YOUR ASSIGNMENT:
Return the material exactly. Every line must stay as it is.
BEGIN PROVIDED RECORDS
PR #4878, opened 2016-09-19
Add environment variables for EFG

alexmuller:
These will help configure the app.


alexmuller:
> Will these envvars be needed for the training application?

Yep, afraid so!

PR #4886, opened 2016-09-20
Revise mongo backups

deanwilson:
Soon as this is deployed we'll remove the dead code from the PR.

### DIFF
--- a/hieradata/node/licensing-mongo-2.licensify.integration.publishing.service.gov.uk.yaml
+++ b/hieradata/node/licensing-mongo-2.licensify.integration.publishing.service.gov.uk.yaml
@@ -1,3 +1,4 @@
 mongodb::backup::s3_backups: true
-mongodb::s3backup::cron::realtime_hour: '*/6'
-mongodb::s3backup::cron::realtime_minute: '0'
+mongodb::s3backup::cron::hour: '5,14,19'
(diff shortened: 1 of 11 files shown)


hieradata/node/licensing-mongo-2.licensify.integration.publishing.service.gov.uk.yaml
```diff
@@ -1,3 +1,4 @@
 mongodb::backup::s3_backups: true
-mongodb::s3backup::cron::realtime_hour: '*/6'
-mongodb::s3backup::cron::realtime_minute: '0'
+mongodb::s3backup::cron::hour: '5,14,19'
```
surminus: Interestingly when testing, this failed:
`Error: Parameter hour failed on Cron[mongodb-s3backup-incremental]: 5,14,19 is not a valid hour at /var/govuk/govuk-puppet/modules/mongodb/manifests/s3backup/cron.pp:33`

Looks like this will need to be [set as an array as described in the documentation "Note that all periodic attributes can be specified as an array of values"](https://docs.puppet.com/puppet/3.8/reference/types/cron.html#cron-description)

surminus:
I think this has been superseded by https://github.com/alphagov/govuk-puppet/pull/4927

PR #4888, opened 2016-09-21
Bugfix EFG training

alexmuller:


modules/govuk/manifests/apps/efg_training.pp
```diff
@@ -28,7 +28,7 @@
 ) {
   validate_string($vhost_name)
 
-  $app_name = 'efg_training'
+  $app_name = 'efg-training'
```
END PROVIDED RECORDS
SOLUTION FOR THIS TASK:
PR #4878, opened 2016-09-19
Add environment variables for EFG

alexmuller:
These will help configure the app.


alexmuller:
> Will these envvars be needed for the training application?

Yep, afraid so!

PR #4886, opened 2016-09-20
Revise mongo backups

deanwilson:
Soon as this is deployed we'll remove the dead code from the PR.

### DIFF
--- a/hieradata/node/licensing-mongo-2.licensify.integration.publishing.service.gov.uk.yaml
+++ b/hieradata/node/licensing-mongo-2.licensify.integration.publishing.service.gov.uk.yaml
@@ -1,3 +1,4 @@
 mongodb::backup::s3_backups: true
-mongodb::s3backup::cron::realtime_hour: '*/6'
-mongodb::s3backup::cron::realtime_minute: '0'
+mongodb::s3backup::cron::hour: '5,14,19'
(diff shortened: 1 of 11 files shown)


hieradata/node/licensing-mongo-2.licensify.integration.publishing.service.gov.uk.yaml
```diff
@@ -1,3 +1,4 @@
 mongodb::backup::s3_backups: true
-mongodb::s3backup::cron::realtime_hour: '*/6'
-mongodb::s3backup::cron::realtime_minute: '0'
+mongodb::s3backup::cron::hour: '5,14,19'
```
surminus: Interestingly when testing, this failed:
`Error: Parameter hour failed on Cron[mongodb-s3backup-incremental]: 5,14,19 is not a valid hour at /var/govuk/govuk-puppet/modules/mongodb/manifests/s3backup/cron.pp:33`

Looks like this will need to be [set as an array as described in the documentation "Note that all periodic attributes can be specified as an array of values"](https://docs.puppet.com/puppet/3.8/reference/types/cron.html#cron-description)

surminus:
I think this has been superseded by https://github.com/alphagov/govuk-puppet/pull/4927

PR #4888, opened 2016-09-21
Bugfix EFG training

alexmuller:


modules/govuk/manifests/apps/efg_training.pp
```diff
@@ -28,7 +28,7 @@
 ) {
   validate_string($vhost_name)
 
-  $app_name = 'efg_training'
+  $app_name = 'efg-training'
```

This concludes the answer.